There are many reasons we might want to use cluster analysis in our work. Geologists might want to sort hundreds of rock samples into a handful of rock types, a petrophysicist might want to group data points from well logs (as shown here), or a curious kitchen dweller may want to digitally classify patterns found in his (or her) linen collection.
Two algorithms worth knowing about when faced with any clustering problem are called k-means and fuzzy c-means clustering. They aren't the right solution for all clustering problems, but they are a good place to start.
k-means clustering — each data point gets assigned to one of k centroids (or centres) according to the centroid it is closest to. In the image shown here, the number of clusters is 2. The pink dots are closest to the left centroid, and the black dots are closest to the right centroid. To see how the classification is done, watch this short step-by-step video. The main disadvantage with this method is that if the clusters are poorly defined, the result seems rather arbitrary.

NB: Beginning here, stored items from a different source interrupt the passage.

PR #797, opened 2026-08-06
Update the subtract region testing to work with unique region naming

James-Schaffer:
Subtract region now enforces regions returned from it have unique names.


James-Schaffer:
Current build
image

26R2
image

matthewAnsys (approved):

Fuzzy c-means clustering — each data point belongs to all clusters, but only to a certain degree. Each data point is assigned a probability of belonging to each cluster, and is thus easily assigned the class for which it has a highest probability. If a data point is midway between two clusters, it is still assigned to its closest cluster, but with lower probability. As the bottom image shows, data points on the periphery of cluster groups, such as those shown in grey may be equally likely to belong to both clusters. Fuzzy c-means clustering provides a way of capturing quantitative uncertainty, and even visualizing it.
Some observations fall naturally into clusters. It is just a matter of the observer choosing an adequate combination of attributes to characterize them. In the fabric and seismic examples shown in the previous post, only two of the four Haralick textures are needed to show a diagnostic arrangement of the data for clustering. Does the distribution of these thumbnail sections in the attribute space align with your powers of visual inspection?